The Sensitive Data Protection feature lets you automatically redact Personally Identifiable Information (PII) from a trace before Weave sends it to Weave servers. This feature integrates Microsoft Presidio into the Weave Python SDK, so you can control redaction settings at the SDK level.
The Sensitive Data Protection feature introduces the following functionality to the Python SDK:
- A
redact_pii setting, which you can enable or disable in the weave.init() call to turn on PII redaction.
- Automatic redaction of common entities when
redact_pii = True.
- Customizable redaction fields with the configurable
redact_pii_fields setting.
- Exclusion of specific entities from redaction with the
redact_pii_exclude_fields setting.
Enable PII redaction
This section walks you through installing the required dependencies, turning on PII redaction in weave.init(), and optionally tailoring which entities Weave redacts. To get started with the Sensitive Data Protection feature in Weave, complete the following steps:
-
Install the required dependencies:
pip install presidio-analyzer presidio-anonymizer
-
Modify your
weave.init() call to enable redaction. When redact_pii=True, Weave redacts common entities by default:
import weave
weave.init("my-project", settings={"redact_pii": True})
-
Optional: Customize redaction fields with the
redact_pii_fields parameter:
weave.init("my-project", settings={"redact_pii": True, "redact_pii_fields":["CREDIT_CARD", "US_SSN"]})
For a full list of the entities that can be detected and redacted, see PII entities supported by Presidio.
-
Optional: Exclude specific entities from redaction with the
redact_pii_exclude_fields parameter. This is useful when you want to keep the default redaction but preserve certain entity types. The following example shows how to redact all default entities except EMAIL_ADDRESS and PERSON:
weave.init("my-project", settings={"redact_pii": True, "redact_pii_exclude_fields":["EMAIL_ADDRESS", "PERSON"]})
After you complete these steps, Weave redacts the configured PII entities from traces before sending them to Weave servers.
Entities redacted by default
This section lists the PII entity types that Weave redacts automatically when you enable PII redaction without specifying redact_pii_fields. Weave automatically redacts the following entities when you enable PII redaction:
CREDIT_CARD
CRYPTO
EMAIL_ADDRESS
ES_NIF
FI_PERSONAL_IDENTITY_CODE
IBAN_CODE
IN_AADHAAR
IN_PAN
IP_ADDRESS
LOCATION
PERSON
PHONE_NUMBER
UK_NHS
UK_NINO
US_BANK_NUMBER
US_DRIVER_LICENSE
US_PASSPORT
US_SSN
Redact sensitive keys with REDACT_KEYS
In addition to PII redaction, the Weave SDK supports redaction of custom keys with REDACT_KEYS. This is useful when you want to protect additional sensitive data that might not fall under the PII category but must remain private. Examples include:
- API keys
- Authentication headers
- Tokens
- Internal IDs
- Config values
Pre-defined REDACT_KEYS
Weave automatically redacts the following sensitive keys by default:
[
"api_key",
"auth_headers",
"authorization"
]
Add your own keys
If your application uses other field names that contain sensitive values, you can extend the default REDACT_KEYS list. Add your own custom keys that you want to redact from traces:
import weave
from weave.utils import sanitize
client = weave.init("my-project", settings={"redact_pii": True})

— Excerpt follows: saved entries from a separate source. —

PR #16926, opened 2022-12-09
dokku-client: new port

bashu:
#### Description

Command-line client for the Dokku PaaS

###### Type(s)

- [ ] bugfix
- [x] enhancement
- [ ] security fix

###### Tested on

macOS 12.6.1 21G217 x86_64
Xcode 14.1 14B47b

###### Verification 
Have you

### DIFF
--- a/sysutils/dokku-client/Portfile
+++ b/sysutils/dokku-client/Portfile
@@ -1,0 +1,51 @@
+# -*- coding: utf-8; mode: tcl; tab-width: 4; indent-tabs-mode: nil; c-basic-offset: 4 -*- vim:fenc=utf-8:ft=tcl:et:sw=4:ts=4:sts=4
+
+PortSystem              1.0
+PortGroup               github 1.0
+
+github.setup            dokku dokku 0.29.0 v
+github.tarball_from     archive
+
+name                    dokku-client
+
+categories              sysutils
+
+maintainers             {@bashu gmail.com:bashu.was.here} openmaintainer
+
+description             Command-line client for the Dokku PaaS
+
+long_description        {*}${description}
+
+license                 MIT
+
+supported_archs         noarch
+
+checksums               rmd160  c1e871648a84a4341272b7f2f9f9e70a332e2673 \
+                        sha256  b7949af5a16981896dc01ddf0b372d9681304a94bd260f057928d69009c8cbc5 \
+                        size    2137220
+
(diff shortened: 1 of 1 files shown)


bashu:
I skipped: `port test ...` cuz there are no tests for this port

sysutils/dokku/Portfile
```diff
@@ -0,0 +1,49 @@
...
+github.setup            dokku dokku 0.29.0 v
+github.tarball_from     archive
+
+categories              sysutils
+
+maintainers             {@bashu gmail.com:bashu.was.here} openmaintainer
+
+description             Command-line client for the Dokku PaaS
+
+long_description        ${description}
```
herbygillot, line 15: Reusing the `${description}` variable like this requires the use of Tcl's expansion operator (`{*}`), so this should be written like so:

```suggestion
long_description        {*}${description}
```

bashu: fixed

herbygillot:
I see `dokku` has Go components - is the single shell script really all that needs to be installed?

bashu:
> I see dokku has Go components - is the single shell script really all that needs to be installed?

Yes, we only use one standalone script from contrib subdirectory. On second thought should I rename the package to something like, dokku-cli ? What do you think ?

herbygillot:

# Add custom keys to redact
sanitize.add_redact_key("client_id")
sanitize.add_redact_key("token")
client_id = "123"
token = "789"
@weave.op
def test(client_id, token):
return client_id + token
test(client_id, token)
When you view them in the Weave UI, the values of client_id and token appear as "REDACTED":
client_id = "REDACTED"
token = "REDACTED"
- This feature is only available in the Python SDK.
- When you enable redaction, processing time increases because of the Presidio dependency.